Le rôle de d’État par rapport à la société est certes de la maintenir. Sans État, la société doit exercer sur les individus une pression de tous les instants. On comprend pourquoi tous les aspects de l’existence sont réglés par des coutumes minutieuses dans les sociétés archaïques et pourquoi la religion dans sa dimension de discipline sociale fabrique des divinités pour tout. Aussi est-il vrai que la société n’a pas besoin d’État. On peut alors concevoir que le rôle de l’État prend un sens lorsqu’il y a des classes s’opposant les unes les autres. Il apparaît comme un instrument de domination. Telle est en substance la conception marxiste de l’État. Mais, il montre aussi et tout au contraire des fins communes. La critique de l’État comme instrument de domination reconduit soit à l’idée d’une société qui s’administrerait seule comme la communauté primitive, soit à partir du moment où l’État existe, conduit à l’absorption de la société, bref, tend au totalitarisme ou tout au moins à la tyrannie de ceux qui sont censés connaître l’intérêt de tous. On peut donc dire que parce qu’il est un enjeu non seulement théorique mais pratique, l’État institue la politique. Qu’entendre alors par là ?

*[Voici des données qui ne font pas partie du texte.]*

PR #1126, opened 2018-02-01
JBPM-6001 - Trigger AdHoc Node is not implemented for stage, JBPM-600…

mswiderski:
…8 - Triggering ad-hoc fragments in specific case stage, added tests to cover close case from rules, from within process execution and from async command

### DIFF
--- a/jbpm-case-mgmt/jbpm-case-mgmt-impl/src/main/java/org/jbpm/casemgmt/impl/CaseServiceImpl.java
+++ b/jbpm-case-mgmt/jbpm-case-mgmt-impl/src/main/java/org/jbpm/casemgmt/impl/CaseServiceImpl.java
@@ -39,6 +39,7 @@ import org.jbpm.casemgmt.api.dynamic.TaskSpecification;
 import org.jbpm.casemgmt.api.generator.CaseIdGenerator;
 import org.jbpm.casemgmt.api.model.AdHocFragment;
 import org.jbpm.casemgmt.api.model.CaseDefinition;
+import org.jbpm.casemgmt.api.model.CaseStage;
 import org.jbpm.casemgmt.api.model.instance.CaseFileInstance;
 import org.jbpm.casemgmt.api.model.instance.CaseInstance;
 import org.jbpm.casemgmt.api.model.instance.CaseMilestoneInstance;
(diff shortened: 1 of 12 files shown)


mswiderski:
Jenkins retest this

Par politique, il faut entendre une certaine lutte à partir du moment où le pouvoir apparaît comme tel, c’est-à-dire comme la capacité de faire faire aux autres. Non seulement une lutte entre ceux qui ne sont pas que sujets, mais qui ont part au pouvoir, mais également entre eux et les autres. Ce n’est pas seulement la lutte de classes dans laquelle Marx et Engels décryptaient toute l’histoire dans le Manifeste du parti communiste, c’est une lutte beaucoup plus générale, ce qui a fait dire à Michel Foucault dans Il faut défendre la société qu’il fallait renverser la formule célèbre de Clausewitz (1780-1831) selon laquelle « la guerre est la continuation de la politique selon d’autres moyens » (De la guerre, livre I, chapitre 1, § 24, 1832, posthume) en l’idée que la guerre est générale : « Nous sommes donc en guerre les uns contre les autres ; un front de bataille traverse la société toute entière, continûment et en permanence, et c’est ce front de bataille qui place chacun de nous dans un camp ou dans un autre. Il n’y a pas de sujet neutre. On est forcément l’adversaire de quelqu’un. » (Michel Foucault, Il faut défendre la société, Cours au Collège de France, 1976, Paris, Hautes Études/Gallimard/ Seuil, 1997, p. 44). C’est dans et par cette lutte que s’éprouve la liberté, qu’elle se donne une réalité.

Pour penser les rapports entre la société et l’État, il ne faut ni partir des individus qui se serviraient de l’une et de l’autre comme d’instruments de leurs propres fins, ni les considérer comme des réalités dont les individus ne seraient que des émanations. Il n’y a d’individus que par les relations sociales et réciproquement. Et surtout, l’individu peut apparaître dans une certaine autonomie lorsque les relations de pouvoirs se séparent des autres relations sociales. Dès lors, l’État qui est cette séparation est l’enjeu des luttes, lutte pour appartenir à la sphère publique (qu’on pense à la longue luttes des femmes), lutte pour obtenir les ressources, lutte pour la reconnaissance. La politique n’est que cette lutte générale et l’État, la condition pour qu’apparaisse la possibilité de la liberté, voire sa réalité.